#### TASK TO COMPLETE:
From the records below, copy out each line that has the word "ariaExpanded".

#### MATERIAL FOR THE TASK:

PR #761, opened 2021-06-10
Fb session logout blur test

labkey-chrisj:
#### Rationale
This adds a modal dialog test wrapper for the modal dialog shown when your session has been closed (whether by API logout, or having signed out in a different browser/tab).

#### Related Pull Requests
https://github.com/LabKey/inventory/pull/255 <- tests for FM compliance
https://github.com/LabKey/compliance/pull/117 <- tests for LKS compliance
https://github.com/LabKey/sampleManagement/pull/595 <- tests for SM compliance

#### Changes
The modal dialog wrapper has a check for the body/header/footer elements we expect to have a blurred style (or not) depending on how the session settings are set on the complianceSettings page

[spec here](https://docs.google.com/document/d/1BXAifNJdfBhsP6zg2Xv5pbnUXi3ptiv1rX1o6A5e4HY/edit#)


src/org/labkey/test/components/bootstrap/LoggedOutDialog.java
```diff
@@ -0,0 +1,98 @@
...
+
+        // if any of these bodyParts are present and don't have the lk-content-blur style applied, return false
+        // otherwise, true
+        for(Boolean fact : factors)
+        {
+            if(!fact)
+                return false;
+        }
+        return true;
+    }
```
labkey-danield, line 85: Interesting approach to put this check with dialog, it does make it easy to find.

Is there a way to check that this is the top level dialog/component? The scenario: a page has a dialog open then gets the timeout / logged out prompt. This blurred should be rendered on top of that dialog.

labkey-chrisj: I haven't come up with a universal way of identifying whatever the top-level component is.
The top of the DOM hierarchy (the 'body' element under /html) will typically get a style to note that it is under a modal dialog when it is, but I haven't seen this happen when the top element is something like a browser alert or a non-bootstrap dialog.

I've focused on the lk-header-ct/lk-body-ct/footer elements because they are the ones we style behind the dialog, not as a guarantee future labkey won't surface stuff that isn't contained in them

src/org/labkey/test/components/bootstrap/LoggedOutDialog.java
```diff
@@ -0,0 +1,126 @@
...
+    public WebElement getComponentElement()
+    {
+        return _el;
+    }
+
+    @Override
+    public WebDriver getDriver()
+    {
+        return _driver;
+    }
```
labkey-tchad: I think these `getComponentElement` and `getDriver` overrides are unnecessary. They just do the same thing as the methods in `ModalDialog`.

src/org/labkey/test/components/bootstrap/LoggedOutDialog.java
```diff
@@ -0,0 +1,126 @@
...
+        }
+        return true;
+    }
+
+
+    protected ElementCache elementCache()
+    {
+        return new ElementCache();
+    }
+
```
labkey-tchad: Overriding `elementCache` like this clobbers any actual caching we might do. The correct pattern for when there isn't a type parameter for the element cache would be:
```suggestion
    protected ElementCache elementCache()
    {
        return (ElementCache) super.elementCache();
    }

    protected ElementCache newElementCache()
    {
        return new ElementCache();
    }
```

src/org/labkey/test/components/bootstrap/LoggedOutDialog.java
```diff
@@ -0,0 +1,126 @@
...
+            factors.add(lkHeader.get().getAttribute("class").contains("lk-content-blur"));
+
+        var lkBody = elementCache().lkBody.findOptionalElement(getDriver());
+        if (lkBody.isPresent())
+            factors.add(lkBody.get().getAttribute("class").contains("lk-content-blur"));
+
+        var footerBlock = elementCache().footerBlock.findOptionalElement(getDriver());
+        if (footerBlock.isPresent())
+            factors.add(footerBlock.get().getAttribute("class").contains("lk-content-blur"));
+
```
labkey-tchad: These checks are not reliable; if the header/body/footer Locators become invalid we would never know whether they were being properly blurred. I'd say to have this take a list of Locators for things that should be blurred and have this method be strict about the elements being present. Also, why not return immediately as soon as we find a non-blurred element?
```suggestion
    public boolean isContentBlurred(Locator... shouldBeBlurred)
    {
        for (Locator loc : shouldBeBlurred)
        {
            if (!loc.findElement(getDriver()).getAttribute("class").contains("lk-content-blur"))
                return false;
        }
        return true;
```

labkey-tchad (changes requested):

src/org/labkey/test/components/bootstrap/LoggedOutDialog.java
labkey-chrisj: Header and footer aren't present in react Apps (like SM, FM) so this logic wouldn't work for this feature in them.
I could write separate methods for checking in-app vs. in LKS that could be strict in this way
Or I could write a method that requires them if we're in an app
...I consolidated the code to work in these cases after my first approach (verify different situations separately) was rejected in favor of not duplicating code, so at this point you people are hard to please hahaha

src/org/labkey/test/components/bootstrap/LoggedOutDialog.java
labkey-chrisj: gone

src/org/labkey/test/components/bootstrap/LoggedOutDialog.java
labkey-chrisj: done

src/org/labkey/test/components/bootstrap/LoggedOutDialog.java
labkey-chrisj: I've implemented the changes we discussed offline; now the helper takes a list of Locator of elements to check for styling and will fail if they aren't present.  I've updated the tests to specify the top-level elements expected to be present (for the app, or for LKS) and added an additional check to make sure we know it if these top-level element classes are changed out from under us

labkey-tchad (approved):

src/org/labkey/test/components/bootstrap/LoggedOutDialog.java
```diff
@@ -0,0 +1,118 @@
...
+    {
+        // if any of these bodyParts are present and don't have the lk-content-blur style applied, return false
+        // otherwise, true
+        for(Locator loc : elementsToBeBlurred)
+        {
+            if(!loc.findElement(getDriver()).getAttribute("class").contains("lk-content-blur"))
+                return false;
+        }
+        return true;
+    }
```
labkey-tchad, line 85: Since we check the blurred an unblurred conditions, I suggest we check all of the elements and have it throw an error if there is a mix of blurriness.

PR #2037, opened 2024-09-03
add regression coverage for Issue 22743

labkey-chrisj:
#### Rationale
This adds test coverage for Issue 22743, which is essentially that there isn't adequate/comprehensive test coverage for file and attachment columns in various domain kinds

#### Related Pull Requests
n/a

#### Changes

- [x] test for list, samples, assay, dataset with files/attachments, export and import
- [x] test for sample file fields, ui
- [x] test for assay run and result domain file fields, ui

### DIFF
--- a/src/org/labkey/test/tests/FileAttachmentColumnTest.java
+++ b/src/org/labkey/test/tests/FileAttachmentColumnTest.java
@@ -276,7 +276,6 @@ public class FileAttachmentColumnTest extends BaseWebDriverTest
         var otherResultFileTexts = resultsPage.getDataTable().getColumnDataAsText(OTHER_RESULT_FILE_COL);
         var runFileTexts = resultsPage.getDataTable().getColumnDataAsText("Run/runFile");
         var expectedRunFileLinkTexts = resultFiles.stream().map(File::getName).toList();
-        var expectedOtherResultFiles = SAMPLE_FILES.stream().map(File::getName).toList();
 
         checker().withScreenshot("unexpected_results_texts")
                 .wrapAssertion(()-> Assertions.assertThat(resultTxts)
@@ -295,7 +294,7 @@ public class FileAttachmentColumnTest extends BaseWebDriverTest
                 .wrapAssertion(()-> Assertions.assertThat(otherResultFileTexts.stream().map(String::trim).toList())
                         .as("expect other results files to have resolved")
                         .containsExactlyInAnyOrder("csv_sample.csv", "pdf_sample.pdf",
-                                "pdf_sample_with+%$@+%%+#-+=.pdf", "tif_sample.tif"));
+                                "pdf_sample_with+%$@+%%+#-+=.pdf", "tif_sample.tif", ""));  // empty value is for jpg, which doesn't get text/is rendered inline
         checker().withScreenshot("unexpected_run_file_links")
                 .wrapAssertion(()-> Assertions.assertThat(runFileTexts.stream().map(String::trim).toList())
                         .as("expect complete run files")
--- a/src/org/labkey/test/tests/FileAttachmentColumnTest.java
+++ b/src/org/labkey/test/tests/FileAttachmentColumnTest.java
@@ -110,6 +110,11 @@ public class FileAttachmentColumnTest extends BaseWebDriverTest
         createListWithData(EXPORT_FOLDER_PATH);
 
         //create sample types with file columns
+        WebDavUploadHelper uploadHelper = new WebDavUploadHelper(EXPORT_FOLDER_PATH);
+        for (File file : DATAFILE_DIRECTORY.listFiles())
+        {
+            uploadHelper.uploadFile(file);
+        }
         createSampleTypeWithData(EXPORT_SAMPLETYPE_NAME, EXPORT_FOLDER_PATH);
 
         // create an assay in the export folder
@@ -378,7 +383,7 @@ public class FileAttachmentColumnTest extends BaseWebDriverTest
         for (File file : DATAFILE_DIRECTORY.listFiles())
         {
             sampleFileData.add(Map.of("Name", file.getName(), "Color", "green",
-                    "File", String.format("\"%s\"",file.getAbsolutePath())));
+                    "File", file.getName()));
         }
 
         SampleTypeHelper sampleHelper = new SampleTypeHelper(this);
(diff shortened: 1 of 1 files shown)


src/org/labkey/test/tests/FileAttachmentColumnTest.java
```diff
@@ -15,153 +15,609 @@
...
+        {
+            var queryUpdatePage = samplesRegion.clickInsertNewRow();
+            queryUpdatePage.setField("Name", file.getName());
+            queryUpdatePage.setField("file", file)
+                    .submit();
+        }
+        validateSampleData(SUBA_SAMPLETYPE_NAME, SUBFOLDER_A_PATH, SAMPLE_FILES);
+
+        var fileContentPage = FileContentPage.beginAt(this, SUBFOLDER_A_PATH);
+        fileContentPage.fileBrowserHelper().selectFileBrowserItem("/sampletype/csv_sample.csv");
```
XingY, line 222: why "csv_sample.csv" needs to selectFileBrowserItem?

src/org/labkey/test/tests/FileAttachmentColumnTest.java
```diff
@@ -15,153 +15,609 @@
...
+    @Test
+    public void testSampleFileFields()
     {
-        _containerHelper.deleteProject(getProjectName(), afterTest);
+        SampleTypeDefinition subASampleType = new SampleTypeDefinition(SUBA_SAMPLETYPE_NAME)
+                .setFields(List.of(new FieldDefinition("color", ColumnType.String),
+                        new FieldDefinition("file", ColumnType.File)));
+        SampleTypeAPIHelper.createEmptySampleType(SUBFOLDER_A_PATH, subASampleType);
+
+        // give the sampleType actual files by adding individual rows; for the nonce not all files are resolving on import
```
XingY: Could you explain more why/what is not resolving on import?

src/org/labkey/test/tests/FileAttachmentColumnTest.java
```diff
@@ -15,153 +15,609 @@
...
-        init.doSetup();
+        String runName = "assay_run.tsv";
+
+        // generate some resultFiles
+        var resultFiles = new ArrayList<File>();
+        WebDavUploadHelper uploadHelper = new WebDavUploadHelper(SUBFOLDER_A_PATH);
+        List<Map<String, Object>> importData = new ArrayList<>();
+        for (int i = 0; i < 5; i++)
+        {
+            String fileName = String.format("field_file_for_results_domain-%d.tsv", i);
```
XingY: Why using 5 different result files? This seems they could be 5 data rows in a single result file. Or, have 1 result file that has N rows, and another result file with 1 row.

src/org/labkey/test/tests/FileAttachmentColumnTest.java
```diff
@@ -15,153 +15,609 @@
...
+            uploadHelper.uploadFile(resultFile);
+            resultFiles.add(resultFile);
+
+            importData.add(Map.of(RESULT_TXT_COL, result, RESULT_FILE_COL, resultFile.getName(),
+                    OTHER_RESULT_FILE_COL, otherResultFile.getName(),
+                    RUN_TXT_COL,"run text", RUN_FILE_COL, "runFile.tsv"));
+        }
+
+        // generate a run file, referencing the result files
+        String importDataFileContents = TestDataUtils.tsvStringFromRowMaps(importData,
```
XingY: Could use any file for run file, the content doesn't seem to matter, but using an existing static file should simplify the test

src/org/labkey/test/tests/FileAttachmentColumnTest.java
```diff
@@ -15,153 +15,609 @@
...
+        beginAt(SUBFOLDER_A_PATH + "/project-begin.view");
+        goToModule("Assay");
+        clickAndWait(Locator.linkContainingText(SUB_A_ASSAY));
+        clickButton("Import Data");
+        clickButton("Next");    // batch properties
+
+        // run properties
+        setFormElement(Locator.input("name"), runName);
+        setFormElement(Locator.input(RUN_TXT_COL), "run text");
+        setFormElement(Locator.input(RUN_FILE_COL), importFile);
```
XingY: Could use any existing sample file for importFile. Also, could you please rename this to runFileFieldFile?

src/org/labkey/test/tests/FileAttachmentColumnTest.java
labkey-chrisj: Ah.  That *was* true when that code was written- your fix in platform resolved the tricky-characters pdf file import that wasn't working in the sampleType in export folder.  I'll update

src/org/labkey/test/tests/FileAttachmentColumnTest.java
labkey-chrisj: selecting it with this path was the only way I could get the file browser to open into the /sampleType container.
It was just a file I knew I could expect to be there

src/org/labkey/test/tests/FileAttachmentColumnTest.java
labkey-chrisj: It was just the way that occurred for me to do it at the time.
If you would like me to change this, I will.

src/org/labkey/test/tests/FileAttachmentColumnTest.java
labkey-chrisj: Come to think of it, now that the samples are importing correctly we may not need this test at all- I wrote it when the test was trying (and failing) to bulk-import.  We get equivalent coverage from the export/import test now

src/org/labkey/test/tests/FileAttachmentColumnTest.java
labkey-chrisj: OK, I will modify the test accordingly

src/org/labkey/test/tests/FileAttachmentColumnTest.java
```diff
@@ -15,153 +15,628 @@
...
+        for (File file : OTHER_SAMPLE_FILES)
+        {
+            uploadHelper.uploadFile(file);
+        }
+
+        // generate some resultFiles
+        var resultFiles = new ArrayList<File>();
+
+
+        String runFileContent = """
```
XingY, line 251: I meant that we could just use a file from the existing testAutomation/data folder so we don't have to generate those temp files

XingY (approved):

PR #2040, opened 2024-09-05
Test Automation for Calculated Columns

labkey-danield:
#### Rationale
Updated some helpers for calculated columns tests in LIMS module.
Added a test in the LKS domain designer.

#### Related Pull Requests
* https://github.com/LabKey/limsModules/pull/661

#### Changes
* Updated DomainFieldRow:
    * Remove redundant code that was setting format.
    * Added method to set and get the calculated column expression.
    * Added a getter for the warning message.
    * Added a getter to see if 'Required Field' checkbox is present.
* Added Calculation column type.
* Added DomainDesignerTest.testCalculatedColumn
    * Validates that setting attributes before changing field to a Calculated type.


src/org/labkey/test/components/domain/DomainFieldRow.java
```diff
@@ -916,6 +975,40 @@ public DomainFieldRow deleteTextChoiceValue(String value)
...
+    }
+
+    public String getValueExpressionStatusMessage()
+    {
+        // Need to remove focus from the expression field to have the updated status message show up.
+        getWrapper().fireEvent(elementCache().expressionInput, WebDriverWrapper.SeleniumEvent.blur);
+        WebDriverWrapper.sleep(500);
+
+        String statusMsg = "";
+        if(Boolean.TRUE.equals(waitFor(elementCache().expressionStatusMsg::isDisplayed, 1_000)))
```
labkey-tchad: No need to do `TRUE.equals` here, `WebElement.isDisplayed()` won't ever return `null`.
```suggestion
        if(waitFor(elementCache().expressionStatusMsg::isDisplayed, 1_000))
```

src/org/labkey/test/params/FieldDefinition.java
```diff
@@ -509,7 +509,7 @@ public boolean isMeasureByDefault()
         ColumnType Barcode = new ColumnTypeImpl("Unique ID", "string", "http://www.labkey.org/types#storageUniqueId", null);
         ColumnType TextChoice = new ColumnTypeImpl("Text Choice", "string", "http://www.labkey.org/types#textChoice", null);
         ColumnType SMILES = new ColumnTypeImpl("SMILES", "string", "http://www.labkey.org/exp/xml#smiles", null);
-
+        ColumnType Calculation = new ColumnTypeImpl("Calculation", "http://www.labkey.org/exp/xml#calculated");
```
labkey-tchad: "`http://www.labkey.org/exp/xml#calculated`" is the `conceptURI` for this type, not the `rangeURI`. I think we want something like this:
```suggestion
        ColumnType Calculation = new ColumnTypeImpl("Calculation", null, "http://www.labkey.org/exp/xml#calculated", null);
```
Though it doesn't really matter unless we add API support for calculated columns

labkey-tchad (approved):
Would it be worth adding API support for calculated columns on the test side? It would allow us to do more thorough testing of various calculations without having to go through the designer.

cnathe (approved):

src/org/labkey/test/components/domain/DomainFieldRow.java
labkey-danield: Changed.

src/org/labkey/test/params/FieldDefinition.java
labkey-danield: Changed.
The plan is to add API support for calculated columns. I have to open a bug and assign it to Cory.

PR #2065, opened 2024-09-20
Improve synchronization of `ProductMenu`

labkey-tchad:
#### Rationale
`ProductMenu`  doesn't synchronize its operations as much as it could. There are some cases that might trigger a page load and those that don't should wait for the menu to close and clear the element cache.
Removing instances of `refindWhenNeeded` will help enforce synchronization as well.

#### Related Pull Requests
- N/A

#### Changes
- Improve synchronization of `ProductMenu`


src/org/labkey/test/components/ui/navigation/ProductMenu.java
```diff
@@ -54,16 +53,21 @@ protected boolean isExpanded()
...
                 ariaExpanded, menuContentDisplayed));
 
-        return  ariaExpanded && menuContentDisplayed &&
-                ExpectedConditions.invisibilityOfAllElements(BootstrapLocators.loadingSpinner.findElements(this)).apply(getDriver());
+        return ariaExpanded && menuContentDisplayed;
+    }
+
+    protected boolean isLoaded()
+    {
+        return isExpanded() && Locator.tagWithClass("li", "menu-section-header").existsIn(elementCache().sectionContent);
```
labkey-chrisj, line 61: Perhaps `isLoaded `is where that check for a `loadingSpinner `belongs?

labkey-chrisj (approved):

PR #2067, opened 2024-09-23
dist.group no longer needs to be specified

labkey-adam:
#### Related Pull Requests
* https://github.com/LabKey/gradlePlugin/pull/219

### DIFF
--- a/distributions/teamcity/build.gradle
+++ b/distributions/teamcity/build.gradle
@@ -16,7 +16,6 @@ dist.description = "Distribution that includes all modules, for use in the conti
 
 project.tasks.register("distribution", ModuleDistribution) {
     ModuleDistribution dist ->
-        dist.group = GroupNames.DISTRIBUTION
         dist.description = "Make a LabKey modules distribution for 'test'"
 
         dist.subDirName = "test"
--- a/distributions/teamcity/build.gradle
+++ b/distributions/teamcity/build.gradle
@@ -21,6 +21,8 @@ project.tasks.register("distribution", ModuleDistribution) {
         dist.subDirName = "test"
         dist.extraFileIdentifier = '-test'
         dist.versionPrefix = 'Test'
+
+        dist.extraProperties = [supportedDatabases: "pgsql, mssql"]
 }
 
 


labkey-adam:
@labkey-tchad Should we update this distribution like all the others? That would mean renaming the directory to "test" and removing the properties. Or just removing the properties and going with "teamcity" as the canonical name.

Second question: I'm also tagging distributions with a "supportedDatabases" property, just like the module.xml property. Should I specify "pgsql, mssql" for the test distribution, for now?

labkey-tchad:
> @labkey-tchad Should we update this distribution like all the others? That would mean renaming the directory to "test" and removing the properties. Or just removing the properties and going with "teamcity" as the canonical name.
> 
> Second question: I'm also tagging distributions with a "supportedDatabases" property, just like the module.xml property. Should I specify "pgsql, mssql" for the test distribution, for now?

I think changing the project name would cause gradle problems; "test" is a predefined task name. We could change it to `teamcity`, it would just require some configuration updates on TeamCity.

"supportedDatabases" isn't really applicable to test distributions. It would vary depending on the modules present and whether the test distribution is inheriting from another distribution ("inheritedDistPath" property). Test distributions often aren't fully compatible with either pgsql or mssql; they include postgres-only and mssql-only modules.

labkey-tchad (approved):

labkey-adam:
> > @labkey-tchad Should we update this distribution like all the others? That would mean renaming the directory to "test" and removing the properties. Or just removing the properties and going with "teamcity" as the canonical name.
> > Second question: I'm also tagging distributions with a "supportedDatabases" property, just like the module.xml property. Should I specify "pgsql, mssql" for the test distribution, for now?
> 
> I think changing the project name would cause gradle problems; "test" is a predefined task name. We could change it to `teamcity`, it would just require some configuration updates on TeamCity.
> 
> "supportedDatabases" isn't really applicable to test distributions. It would vary depending on the modules present and whether the test distribution is inheriting from another distribution ("inheritedDistPath" property). Test distributions often aren't fully compatible with either pgsql or mssql; they include postgres-only and mssql-only modules.

@labkey-tchad I'm fine leaving the naming alone... up to you if you ever want to change it.

I neglected to explain how "supportedDatabases" would work. When running in production mode, LabKey will check that the primary database is one of the supported databases that the distribution specifies. The default (nothing specified, the case for most distributions) is PostgreSQL only. The 10 or so distributions that need to run against SQL Server in production mode must specify this new property, otherwise LabKey will refuse to start. This is how we limit the distributions that run on SQL Server, prevent new ones from getting added, and start paring down the modules that support SQL Server. So the question really is: do the distributions produced by this build file ever need to run on SQL Server in production mode?

labkey-tchad:
> ... So the question really is: do the distributions produced by this build file ever need to run on SQL Server in production mode?

A subset of moduleEditor functionality requires production mode. There are related tests running with SQL Server on TeamCity.
There is an argument to be made that that is unnecessary test coverage (no moduleEditor schema) but I'd prefer to have the test distributions support "pgsql, mssql" just to avoid any confusion down the road.

labkey-adam:
> > ... So the question really is: do the distributions produced by this build file ever need to run on SQL Server in production mode?
> 
> A subset of moduleEditor functionality requires production mode. There are related tests running with SQL Server on TeamCity. There is an argument to be made that that is unnecessary test coverage (no moduleEditor schema) but I'd prefer to have the test distributions support "pgsql, mssql" just to avoid any confusion down the road.

It is so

#### WORKED SOLUTION:
                 ariaExpanded, menuContentDisplayed));
-        return  ariaExpanded && menuContentDisplayed &&
+        return ariaExpanded && menuContentDisplayed;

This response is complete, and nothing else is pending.